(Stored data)
· · · · · · ·

PR #1536, opened 2023-02-07
add option to set inscription destination

rot13maxi:
Split just this feature out of #1512


src/subcommand/wallet/inscribe.rs
```diff
@@ -46,6 +46,8 @@ pub(crate) struct Inscribe {
   pub(crate) no_backup: bool,
   #[clap(long, help = "Don't sign or broadcast transactions.")]
   pub(crate) dry_run: bool,
+  #[clap(long, help = "Send reveal output to <INSCRIPTION_DESTINATION>")]
+  pub(crate) inscription_destination: Option<Address>,
```
casey, line 50:
```suggestion
  #[clap(long, help = "Send inscription to <DESTINATION>.")]
  pub(crate) destination: Option<Address>,
```

src/subcommand/wallet/inscribe.rs
```diff
@@ -63,7 +65,9 @@ impl Inscribe {
 
     let commit_tx_change = [get_change_address(&client)?, get_change_address(&client)?];
 
-    let reveal_tx_destination = get_change_address(&client)?;
+    let reveal_tx_destination = self
+      .inscription_destination
+      .unwrap_or(get_change_address(&client)?);
```
casey, line 70: Since `get_change_address` will do a little work, and allocate a change address, you can use `unwrap_or_else`, which takes a closure that is only ever called if the `Option` is `None`:

```suggestion
      .unwrap_or_else(|| get_change_address(&client)?);
```

In general, this should be preferred when calling a function that might be a little slower, or which might have side effects.

This `_else` naming pattern is common, lots of combinators like `Result` have it too. Sometimes it's also called `foo` and `with_foo`, where `foo` takes a value, and `with_foo` takes a closure that returns a value.

src/subcommand/wallet/inscribe.rs
```diff
@@ -635,4 +639,30 @@ mod tests {
       error
     );
   }
+
+  #[test]
+  fn inscribe_with_specific_destination() {
```
casey, line 644: I think this test might actually be testing something that's already being tested, e.g. the specific destination address. For this, because it introduces a flag, the only test I think we need is an integration test which calls inscribe with `--destination`, and makes sure that the mined reveal transaction has the right destination.

casey (changes requested):
Nice, a few random comments. Love the test, but I think we need an integration test that does this e2e w/the flag.

src/subcommand/wallet/inscribe.rs
rot13maxi: I suck at naming things. thanks for the suggestion!

src/subcommand/wallet/inscribe.rs
rot13maxi: oh right, `unwrap_or` will eagerly evaluate the default. great catch!

src/subcommand/wallet/inscribe.rs
rot13maxi: ack

src/subcommand/wallet/inscribe.rs
rot13maxi: So it turns out you can't put the `?` in a closure for `unwrap_or_else`, which makes sense. So I put an `expect` on that instance of `get_change_address`. if you'd prefer expect-free code, I'm happy to change it back

rot13maxi:
@casey feedback addressed when you have time to take another look :)

src/subcommand/wallet/inscribe.rs
```diff
@@ -52,6 +52,8 @@ pub(crate) struct Inscribe {
   pub(crate) no_limit: bool,
   #[clap(long, help = "Don't sign or broadcast transactions.")]
   pub(crate) dry_run: bool,
+  #[clap(long, help = "Send inscription to <DESTINATION>")]
```
raphjaph, line 55:
```suggestion
  #[clap(long, help = "Send inscription to <DESTINATION>.")]
```

tests/wallet/inscribe.rs
```diff
@@ -355,6 +355,32 @@ fn inscribe_with_dry_run_flag_fees_inscrease() {
...
+    .output::<ord::subcommand::wallet::receive::Output>()
+    .address;
+
+  let txid = CommandBuilder::new(format!(
+    "wallet inscribe --destination {destination} degenerate.png"
+  ))
+  .write("degenerate.png", [1; 520])
+  .rpc_server(&rpc_server)
+  .output::<Inscribe>()
+  .reveal;
```
raphjaph, line 375:
```suggestion
  .reveal;
  
```

raphjaph (approved):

· · · · · · ·

* Problem requirements
Copy every line of the records, leaving nothing out.

* Result for this task
PR #1536, opened 2023-02-07
add option to set inscription destination

rot13maxi:
Split just this feature out of #1512


src/subcommand/wallet/inscribe.rs
```diff
@@ -46,6 +46,8 @@ pub(crate) struct Inscribe {
   pub(crate) no_backup: bool,
   #[clap(long, help = "Don't sign or broadcast transactions.")]
   pub(crate) dry_run: bool,
+  #[clap(long, help = "Send reveal output to <INSCRIPTION_DESTINATION>")]
+  pub(crate) inscription_destination: Option<Address>,
```
casey, line 50:
```suggestion
  #[clap(long, help = "Send inscription to <DESTINATION>.")]
  pub(crate) destination: Option<Address>,
```

src/subcommand/wallet/inscribe.rs
```diff
@@ -63,7 +65,9 @@ impl Inscribe {
 
     let commit_tx_change = [get_change_address(&client)?, get_change_address(&client)?];
 
-    let reveal_tx_destination = get_change_address(&client)?;
+    let reveal_tx_destination = self
+      .inscription_destination
+      .unwrap_or(get_change_address(&client)?);
```
casey, line 70: Since `get_change_address` will do a little work, and allocate a change address, you can use `unwrap_or_else`, which takes a closure that is only ever called if the `Option` is `None`:

```suggestion
      .unwrap_or_else(|| get_change_address(&client)?);
```

In general, this should be preferred when calling a function that might be a little slower, or which might have side effects.

This `_else` naming pattern is common, lots of combinators like `Result` have it too. Sometimes it's also called `foo` and `with_foo`, where `foo` takes a value, and `with_foo` takes a closure that returns a value.

src/subcommand/wallet/inscribe.rs
```diff
@@ -635,4 +639,30 @@ mod tests {
       error
     );
   }
+
+  #[test]
+  fn inscribe_with_specific_destination() {
```
casey, line 644: I think this test might actually be testing something that's already being tested, e.g. the specific destination address. For this, because it introduces a flag, the only test I think we need is an integration test which calls inscribe with `--destination`, and makes sure that the mined reveal transaction has the right destination.

casey (changes requested):
Nice, a few random comments. Love the test, but I think we need an integration test that does this e2e w/the flag.

src/subcommand/wallet/inscribe.rs
rot13maxi: I suck at naming things. thanks for the suggestion!

src/subcommand/wallet/inscribe.rs
rot13maxi: oh right, `unwrap_or` will eagerly evaluate the default. great catch!

src/subcommand/wallet/inscribe.rs
rot13maxi: ack

src/subcommand/wallet/inscribe.rs
rot13maxi: So it turns out you can't put the `?` in a closure for `unwrap_or_else`, which makes sense. So I put an `expect` on that instance of `get_change_address`. if you'd prefer expect-free code, I'm happy to change it back

rot13maxi:
@casey feedback addressed when you have time to take another look :)

src/subcommand/wallet/inscribe.rs
```diff
@@ -52,6 +52,8 @@ pub(crate) struct Inscribe {
   pub(crate) no_limit: bool,
   #[clap(long, help = "Don't sign or broadcast transactions.")]
   pub(crate) dry_run: bool,
+  #[clap(long, help = "Send inscription to <DESTINATION>")]
```
raphjaph, line 55:
```suggestion
  #[clap(long, help = "Send inscription to <DESTINATION>.")]
```

tests/wallet/inscribe.rs
```diff
@@ -355,6 +355,32 @@ fn inscribe_with_dry_run_flag_fees_inscrease() {
...
+    .output::<ord::subcommand::wallet::receive::Output>()
+    .address;
+
+  let txid = CommandBuilder::new(format!(
+    "wallet inscribe --destination {destination} degenerate.png"
+  ))
+  .write("degenerate.png", [1; 520])
+  .rpc_server(&rpc_server)
+  .output::<Inscribe>()
+  .reveal;
```
raphjaph, line 375:
```suggestion
  .reveal;
  
```

raphjaph (approved):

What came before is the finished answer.